── DATASET EXCERPTS

PR #160, opened 2024-04-08
feat: adds owner property to content-item.

### LINKED ISSUE #158: Add `owner` details to the output of `connect.content.find()`
for consistency with R `connectapi` package, the output of `connect.content.find()` should include an owner column with details of the content item owner(`owner$guid`, `owner$first_name`, `owner$last_name` and `owner$username`). 
This would enable any audit functionality we are building in the cookbooks as we would be able to get both content and owner details in one function(something which can already be done in R).

tdstein:
Resolves #158

### DIFF
--- a/src/posit/connect/content.py
+++ b/src/posit/connect/content.py
@@ -205,8 +205,8 @@ class ContentItem(Resource):
     # CRUD Methods
 
     @property
-    def tags(self) -> List[dict] | None:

────

> PROBLEM STATEMENT
Extract every entry above as it appears.

> ANSWER BOX
PR #160, opened 2024-04-08
feat: adds owner property to content-item.

### LINKED ISSUE #158: Add `owner` details to the output of `connect.content.find()`
for consistency with R `connectapi` package, the output of `connect.content.find()` should include an owner column with details of the content item owner(`owner$guid`, `owner$first_name`, `owner$last_name` and `owner$username`). 
This would enable any audit functionality we are building in the cookbooks as we would be able to get both content and owner details in one function(something which can already be done in R).

tdstein:
Resolves #158

### DIFF
--- a/src/posit/connect/content.py
+++ b/src/posit/connect/content.py
@@ -205,8 +205,8 @@ class ContentItem(Resource):
     # CRUD Methods
 
     @property
-    def tags(self) -> List[dict] | None:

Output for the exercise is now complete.